Extracted entries:
=-=-=-=-=

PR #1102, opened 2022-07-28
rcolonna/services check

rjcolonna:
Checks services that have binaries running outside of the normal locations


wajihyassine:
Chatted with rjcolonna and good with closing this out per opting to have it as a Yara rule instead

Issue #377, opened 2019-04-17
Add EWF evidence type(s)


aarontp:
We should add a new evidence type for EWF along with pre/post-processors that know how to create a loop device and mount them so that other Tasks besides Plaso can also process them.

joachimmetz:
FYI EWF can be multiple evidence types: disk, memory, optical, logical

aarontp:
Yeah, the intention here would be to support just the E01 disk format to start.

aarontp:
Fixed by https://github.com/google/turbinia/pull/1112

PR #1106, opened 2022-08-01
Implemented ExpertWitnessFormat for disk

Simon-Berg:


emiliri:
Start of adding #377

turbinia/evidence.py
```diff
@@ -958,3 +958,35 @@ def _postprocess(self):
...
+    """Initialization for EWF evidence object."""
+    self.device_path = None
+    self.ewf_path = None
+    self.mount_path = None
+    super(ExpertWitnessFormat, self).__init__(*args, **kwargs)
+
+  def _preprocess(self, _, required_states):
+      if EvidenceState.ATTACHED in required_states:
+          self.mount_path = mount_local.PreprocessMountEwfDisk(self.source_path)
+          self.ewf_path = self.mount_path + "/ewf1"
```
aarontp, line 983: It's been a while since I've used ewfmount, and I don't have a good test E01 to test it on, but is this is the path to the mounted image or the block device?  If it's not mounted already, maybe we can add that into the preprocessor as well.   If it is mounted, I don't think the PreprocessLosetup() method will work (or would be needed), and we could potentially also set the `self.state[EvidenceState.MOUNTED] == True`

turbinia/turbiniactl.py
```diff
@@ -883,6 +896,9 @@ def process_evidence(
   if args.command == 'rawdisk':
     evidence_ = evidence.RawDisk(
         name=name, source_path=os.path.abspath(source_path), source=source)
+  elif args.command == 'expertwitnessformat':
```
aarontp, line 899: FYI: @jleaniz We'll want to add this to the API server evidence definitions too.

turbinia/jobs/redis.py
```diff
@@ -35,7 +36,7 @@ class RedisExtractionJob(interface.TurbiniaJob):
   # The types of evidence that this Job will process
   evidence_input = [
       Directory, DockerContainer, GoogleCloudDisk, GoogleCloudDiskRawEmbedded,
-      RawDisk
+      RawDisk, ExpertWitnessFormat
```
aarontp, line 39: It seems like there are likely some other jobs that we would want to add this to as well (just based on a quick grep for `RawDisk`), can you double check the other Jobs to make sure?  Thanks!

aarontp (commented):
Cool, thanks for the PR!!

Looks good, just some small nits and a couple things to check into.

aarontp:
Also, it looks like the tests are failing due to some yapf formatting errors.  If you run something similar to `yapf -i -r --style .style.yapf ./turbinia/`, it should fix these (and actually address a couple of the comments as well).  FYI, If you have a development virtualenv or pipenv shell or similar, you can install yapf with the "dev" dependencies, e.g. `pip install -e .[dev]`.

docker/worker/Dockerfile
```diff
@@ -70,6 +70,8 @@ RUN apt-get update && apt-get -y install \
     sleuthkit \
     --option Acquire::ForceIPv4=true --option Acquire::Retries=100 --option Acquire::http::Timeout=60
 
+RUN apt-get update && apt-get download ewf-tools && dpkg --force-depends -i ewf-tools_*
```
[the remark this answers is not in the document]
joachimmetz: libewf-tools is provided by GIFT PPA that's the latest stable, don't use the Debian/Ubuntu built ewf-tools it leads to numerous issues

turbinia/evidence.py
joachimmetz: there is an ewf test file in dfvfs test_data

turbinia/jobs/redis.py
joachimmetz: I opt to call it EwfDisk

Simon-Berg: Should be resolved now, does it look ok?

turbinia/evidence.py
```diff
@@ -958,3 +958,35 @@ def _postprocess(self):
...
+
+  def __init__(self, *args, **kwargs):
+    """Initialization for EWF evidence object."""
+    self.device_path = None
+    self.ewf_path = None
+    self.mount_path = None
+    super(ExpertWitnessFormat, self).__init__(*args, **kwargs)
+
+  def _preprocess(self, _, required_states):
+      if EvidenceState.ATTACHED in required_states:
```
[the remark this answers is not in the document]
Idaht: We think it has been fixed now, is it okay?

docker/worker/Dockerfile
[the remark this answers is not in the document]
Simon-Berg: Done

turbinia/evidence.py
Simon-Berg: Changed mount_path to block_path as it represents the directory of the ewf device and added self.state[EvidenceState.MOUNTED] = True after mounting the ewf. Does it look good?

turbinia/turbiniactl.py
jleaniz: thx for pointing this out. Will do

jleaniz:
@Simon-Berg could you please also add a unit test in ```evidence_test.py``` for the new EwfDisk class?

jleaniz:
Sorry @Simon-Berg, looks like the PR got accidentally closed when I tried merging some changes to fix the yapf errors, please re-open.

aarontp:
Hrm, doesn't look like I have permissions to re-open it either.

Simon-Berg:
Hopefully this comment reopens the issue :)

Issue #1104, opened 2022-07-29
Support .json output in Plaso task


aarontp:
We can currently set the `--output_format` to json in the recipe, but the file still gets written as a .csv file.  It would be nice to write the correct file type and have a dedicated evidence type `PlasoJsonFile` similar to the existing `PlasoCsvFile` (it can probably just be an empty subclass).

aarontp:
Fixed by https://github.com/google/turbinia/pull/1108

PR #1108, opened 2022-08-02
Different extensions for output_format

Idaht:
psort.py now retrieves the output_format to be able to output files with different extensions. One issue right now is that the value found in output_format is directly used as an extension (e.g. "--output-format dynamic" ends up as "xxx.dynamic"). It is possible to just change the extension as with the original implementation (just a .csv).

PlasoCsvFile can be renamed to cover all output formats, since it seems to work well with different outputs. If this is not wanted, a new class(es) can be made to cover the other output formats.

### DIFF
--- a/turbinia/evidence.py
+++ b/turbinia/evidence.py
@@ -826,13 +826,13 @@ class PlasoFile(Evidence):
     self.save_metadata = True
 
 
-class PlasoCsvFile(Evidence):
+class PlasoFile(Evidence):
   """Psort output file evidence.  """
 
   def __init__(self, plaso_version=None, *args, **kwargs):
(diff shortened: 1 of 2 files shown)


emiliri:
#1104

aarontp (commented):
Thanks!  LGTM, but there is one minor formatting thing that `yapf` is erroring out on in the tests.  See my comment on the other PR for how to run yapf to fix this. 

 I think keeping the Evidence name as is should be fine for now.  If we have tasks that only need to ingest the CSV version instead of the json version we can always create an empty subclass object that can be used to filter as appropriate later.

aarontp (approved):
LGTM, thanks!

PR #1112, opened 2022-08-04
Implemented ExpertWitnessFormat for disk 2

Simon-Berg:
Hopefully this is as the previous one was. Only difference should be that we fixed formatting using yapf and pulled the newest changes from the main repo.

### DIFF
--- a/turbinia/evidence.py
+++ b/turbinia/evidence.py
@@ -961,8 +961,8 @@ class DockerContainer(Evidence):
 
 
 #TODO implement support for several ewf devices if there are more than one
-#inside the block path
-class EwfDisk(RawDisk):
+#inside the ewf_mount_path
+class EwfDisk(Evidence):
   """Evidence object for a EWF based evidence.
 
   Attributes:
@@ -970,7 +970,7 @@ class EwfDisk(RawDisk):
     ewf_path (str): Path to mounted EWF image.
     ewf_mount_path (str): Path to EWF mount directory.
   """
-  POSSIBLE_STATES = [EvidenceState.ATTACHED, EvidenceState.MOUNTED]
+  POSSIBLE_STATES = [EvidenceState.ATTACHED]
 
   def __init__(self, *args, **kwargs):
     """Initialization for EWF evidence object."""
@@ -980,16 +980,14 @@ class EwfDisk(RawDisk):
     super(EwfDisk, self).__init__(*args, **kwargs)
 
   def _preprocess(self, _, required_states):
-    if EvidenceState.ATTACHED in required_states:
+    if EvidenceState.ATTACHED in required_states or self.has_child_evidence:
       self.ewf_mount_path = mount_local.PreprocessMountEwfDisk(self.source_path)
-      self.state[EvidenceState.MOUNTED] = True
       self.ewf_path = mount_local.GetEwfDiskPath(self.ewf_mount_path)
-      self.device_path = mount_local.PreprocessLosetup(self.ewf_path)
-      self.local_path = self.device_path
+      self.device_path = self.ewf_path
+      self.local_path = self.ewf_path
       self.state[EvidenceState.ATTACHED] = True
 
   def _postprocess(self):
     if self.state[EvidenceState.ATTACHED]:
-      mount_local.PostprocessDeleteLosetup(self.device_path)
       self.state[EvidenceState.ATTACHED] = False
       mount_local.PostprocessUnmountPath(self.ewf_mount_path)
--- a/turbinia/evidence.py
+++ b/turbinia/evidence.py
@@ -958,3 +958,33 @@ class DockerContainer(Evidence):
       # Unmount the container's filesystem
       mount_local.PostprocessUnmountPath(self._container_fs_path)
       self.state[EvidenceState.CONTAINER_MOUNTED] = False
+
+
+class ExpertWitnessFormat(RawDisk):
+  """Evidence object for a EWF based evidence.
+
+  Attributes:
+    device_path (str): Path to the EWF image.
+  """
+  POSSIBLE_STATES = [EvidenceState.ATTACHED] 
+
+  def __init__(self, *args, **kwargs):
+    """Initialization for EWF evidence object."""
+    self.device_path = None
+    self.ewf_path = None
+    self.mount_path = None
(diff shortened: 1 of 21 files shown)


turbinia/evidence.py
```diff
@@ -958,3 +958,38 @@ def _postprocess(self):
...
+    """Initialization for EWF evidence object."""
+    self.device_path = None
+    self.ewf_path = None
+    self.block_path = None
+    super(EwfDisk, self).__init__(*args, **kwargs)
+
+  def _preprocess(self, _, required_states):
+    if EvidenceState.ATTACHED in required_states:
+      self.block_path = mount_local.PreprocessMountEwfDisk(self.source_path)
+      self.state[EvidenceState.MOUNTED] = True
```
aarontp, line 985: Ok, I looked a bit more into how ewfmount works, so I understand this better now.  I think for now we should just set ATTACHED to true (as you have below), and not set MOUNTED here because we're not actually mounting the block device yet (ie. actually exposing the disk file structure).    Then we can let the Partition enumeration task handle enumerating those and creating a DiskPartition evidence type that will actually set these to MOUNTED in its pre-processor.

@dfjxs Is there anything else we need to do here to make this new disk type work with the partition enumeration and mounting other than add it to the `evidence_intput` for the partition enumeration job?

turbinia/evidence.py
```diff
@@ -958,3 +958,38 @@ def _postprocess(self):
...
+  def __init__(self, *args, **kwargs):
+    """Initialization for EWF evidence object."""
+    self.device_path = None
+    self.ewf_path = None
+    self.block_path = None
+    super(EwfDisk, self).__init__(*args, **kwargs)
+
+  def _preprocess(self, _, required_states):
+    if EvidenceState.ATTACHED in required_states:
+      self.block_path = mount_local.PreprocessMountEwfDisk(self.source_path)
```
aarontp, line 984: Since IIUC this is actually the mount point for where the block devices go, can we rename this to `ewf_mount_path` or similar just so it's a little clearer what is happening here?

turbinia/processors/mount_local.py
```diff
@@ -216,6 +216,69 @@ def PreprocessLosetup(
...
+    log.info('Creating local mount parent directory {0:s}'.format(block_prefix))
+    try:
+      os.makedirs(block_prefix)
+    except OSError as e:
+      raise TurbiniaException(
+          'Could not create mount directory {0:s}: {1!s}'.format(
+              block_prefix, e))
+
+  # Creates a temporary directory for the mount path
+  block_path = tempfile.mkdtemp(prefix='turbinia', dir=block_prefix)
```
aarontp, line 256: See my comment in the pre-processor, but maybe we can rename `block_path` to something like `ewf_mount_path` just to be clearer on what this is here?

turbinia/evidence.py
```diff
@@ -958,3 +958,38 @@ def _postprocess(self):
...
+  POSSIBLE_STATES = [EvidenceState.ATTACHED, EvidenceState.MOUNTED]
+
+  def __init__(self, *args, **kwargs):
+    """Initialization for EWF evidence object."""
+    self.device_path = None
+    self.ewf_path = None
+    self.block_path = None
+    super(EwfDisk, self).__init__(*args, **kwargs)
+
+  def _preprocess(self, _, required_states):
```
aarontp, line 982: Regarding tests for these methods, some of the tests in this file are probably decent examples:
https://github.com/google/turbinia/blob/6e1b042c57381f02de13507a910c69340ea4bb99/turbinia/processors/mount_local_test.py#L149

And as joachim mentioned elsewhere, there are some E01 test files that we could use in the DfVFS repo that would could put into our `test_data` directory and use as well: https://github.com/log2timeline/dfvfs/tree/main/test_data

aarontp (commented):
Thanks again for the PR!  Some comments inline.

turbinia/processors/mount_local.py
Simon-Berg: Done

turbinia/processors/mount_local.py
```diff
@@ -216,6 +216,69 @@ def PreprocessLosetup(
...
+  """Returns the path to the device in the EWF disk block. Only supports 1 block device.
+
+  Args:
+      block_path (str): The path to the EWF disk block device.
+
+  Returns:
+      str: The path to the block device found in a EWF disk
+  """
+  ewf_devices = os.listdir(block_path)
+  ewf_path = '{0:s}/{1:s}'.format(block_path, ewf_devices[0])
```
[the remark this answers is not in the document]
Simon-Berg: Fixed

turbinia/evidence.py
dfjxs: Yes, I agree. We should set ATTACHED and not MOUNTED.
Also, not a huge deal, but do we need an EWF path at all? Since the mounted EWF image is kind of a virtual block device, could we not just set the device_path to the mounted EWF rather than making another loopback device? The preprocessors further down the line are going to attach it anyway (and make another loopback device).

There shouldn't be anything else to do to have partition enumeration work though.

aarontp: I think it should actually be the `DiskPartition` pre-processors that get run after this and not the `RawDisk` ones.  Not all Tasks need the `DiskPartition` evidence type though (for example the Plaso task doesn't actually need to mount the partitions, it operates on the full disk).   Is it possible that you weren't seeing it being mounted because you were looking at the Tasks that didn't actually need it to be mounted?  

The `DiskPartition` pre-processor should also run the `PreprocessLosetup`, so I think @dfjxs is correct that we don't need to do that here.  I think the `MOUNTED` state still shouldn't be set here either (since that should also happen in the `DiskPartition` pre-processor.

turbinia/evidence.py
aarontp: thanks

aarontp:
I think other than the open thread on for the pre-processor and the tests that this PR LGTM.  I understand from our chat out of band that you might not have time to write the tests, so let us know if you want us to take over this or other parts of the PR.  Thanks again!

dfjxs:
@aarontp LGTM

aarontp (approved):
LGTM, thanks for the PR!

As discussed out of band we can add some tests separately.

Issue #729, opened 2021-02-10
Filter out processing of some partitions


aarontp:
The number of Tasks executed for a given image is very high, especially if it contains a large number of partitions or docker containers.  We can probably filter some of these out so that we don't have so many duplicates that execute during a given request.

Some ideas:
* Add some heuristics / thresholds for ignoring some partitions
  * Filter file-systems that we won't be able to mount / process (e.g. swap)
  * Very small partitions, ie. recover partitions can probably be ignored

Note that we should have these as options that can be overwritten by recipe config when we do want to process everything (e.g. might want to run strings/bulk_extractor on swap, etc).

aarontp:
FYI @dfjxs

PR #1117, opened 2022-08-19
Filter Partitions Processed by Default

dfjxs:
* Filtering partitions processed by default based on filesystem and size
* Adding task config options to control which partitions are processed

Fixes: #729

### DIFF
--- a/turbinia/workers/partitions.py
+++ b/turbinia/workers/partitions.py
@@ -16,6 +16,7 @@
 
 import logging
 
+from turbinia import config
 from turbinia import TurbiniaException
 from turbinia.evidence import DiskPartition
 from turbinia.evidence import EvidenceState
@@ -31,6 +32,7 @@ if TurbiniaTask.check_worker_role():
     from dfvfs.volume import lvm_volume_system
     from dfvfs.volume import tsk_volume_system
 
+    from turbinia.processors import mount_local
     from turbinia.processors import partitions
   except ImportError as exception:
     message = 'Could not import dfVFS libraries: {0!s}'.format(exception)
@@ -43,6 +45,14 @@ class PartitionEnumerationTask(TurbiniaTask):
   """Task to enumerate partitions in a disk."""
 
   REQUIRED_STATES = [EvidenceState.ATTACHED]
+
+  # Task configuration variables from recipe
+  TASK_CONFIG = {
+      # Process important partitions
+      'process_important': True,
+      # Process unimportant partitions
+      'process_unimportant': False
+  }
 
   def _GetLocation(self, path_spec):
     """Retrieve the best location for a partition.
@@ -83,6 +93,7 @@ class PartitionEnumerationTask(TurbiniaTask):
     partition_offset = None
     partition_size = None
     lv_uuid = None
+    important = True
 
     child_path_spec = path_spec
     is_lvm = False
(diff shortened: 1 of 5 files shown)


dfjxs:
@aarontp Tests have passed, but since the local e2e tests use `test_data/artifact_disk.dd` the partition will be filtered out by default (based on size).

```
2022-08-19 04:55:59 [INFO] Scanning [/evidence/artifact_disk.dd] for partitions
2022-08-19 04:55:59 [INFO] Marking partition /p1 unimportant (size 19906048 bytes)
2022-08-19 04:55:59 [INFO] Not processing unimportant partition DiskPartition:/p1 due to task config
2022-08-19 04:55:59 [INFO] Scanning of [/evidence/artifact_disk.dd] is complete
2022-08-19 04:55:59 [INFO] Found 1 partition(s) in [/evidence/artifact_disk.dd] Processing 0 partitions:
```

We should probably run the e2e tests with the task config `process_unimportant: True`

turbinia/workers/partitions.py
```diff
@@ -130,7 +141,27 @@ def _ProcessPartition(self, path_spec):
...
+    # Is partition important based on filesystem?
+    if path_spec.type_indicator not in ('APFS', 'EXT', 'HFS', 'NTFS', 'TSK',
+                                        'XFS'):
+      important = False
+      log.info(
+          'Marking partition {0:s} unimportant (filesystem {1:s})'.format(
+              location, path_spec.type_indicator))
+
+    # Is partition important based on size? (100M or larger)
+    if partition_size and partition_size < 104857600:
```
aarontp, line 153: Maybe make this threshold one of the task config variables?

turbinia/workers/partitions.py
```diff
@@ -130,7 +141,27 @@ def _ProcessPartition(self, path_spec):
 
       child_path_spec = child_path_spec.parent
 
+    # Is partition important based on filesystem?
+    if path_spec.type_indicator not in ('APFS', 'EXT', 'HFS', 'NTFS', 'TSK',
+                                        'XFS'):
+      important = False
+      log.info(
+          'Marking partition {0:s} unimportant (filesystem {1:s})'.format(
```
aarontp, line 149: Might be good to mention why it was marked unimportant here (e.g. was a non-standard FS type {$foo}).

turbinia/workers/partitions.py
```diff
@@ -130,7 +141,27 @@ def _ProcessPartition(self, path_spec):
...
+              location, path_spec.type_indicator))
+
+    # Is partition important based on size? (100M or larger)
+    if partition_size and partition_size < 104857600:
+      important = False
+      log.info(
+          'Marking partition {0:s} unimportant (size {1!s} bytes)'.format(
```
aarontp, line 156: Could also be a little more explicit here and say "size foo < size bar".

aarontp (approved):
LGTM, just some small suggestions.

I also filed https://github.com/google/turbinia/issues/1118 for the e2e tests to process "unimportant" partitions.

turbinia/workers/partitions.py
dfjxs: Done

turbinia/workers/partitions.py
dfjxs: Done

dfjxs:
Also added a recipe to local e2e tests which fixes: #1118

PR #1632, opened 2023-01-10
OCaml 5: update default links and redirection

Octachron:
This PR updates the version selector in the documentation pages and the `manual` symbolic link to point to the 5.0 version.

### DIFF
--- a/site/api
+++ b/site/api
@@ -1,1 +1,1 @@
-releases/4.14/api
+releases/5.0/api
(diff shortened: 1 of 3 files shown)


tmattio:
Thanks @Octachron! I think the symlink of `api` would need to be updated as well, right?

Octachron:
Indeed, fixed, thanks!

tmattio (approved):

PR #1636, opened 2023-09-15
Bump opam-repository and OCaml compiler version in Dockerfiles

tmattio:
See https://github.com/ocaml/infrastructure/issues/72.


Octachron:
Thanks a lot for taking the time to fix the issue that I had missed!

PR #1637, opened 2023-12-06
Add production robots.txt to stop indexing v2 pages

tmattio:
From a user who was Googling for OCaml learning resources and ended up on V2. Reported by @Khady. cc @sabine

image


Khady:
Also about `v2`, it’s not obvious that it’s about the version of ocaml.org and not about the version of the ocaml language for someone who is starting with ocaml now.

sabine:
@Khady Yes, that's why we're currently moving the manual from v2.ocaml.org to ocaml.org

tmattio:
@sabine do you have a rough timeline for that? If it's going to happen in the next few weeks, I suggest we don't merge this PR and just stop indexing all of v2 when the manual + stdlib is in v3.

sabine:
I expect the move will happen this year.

=-=-=-=-=

Exercise brief: Count the lines above with the string "which"; report only that figure.

Solution to this problem: 2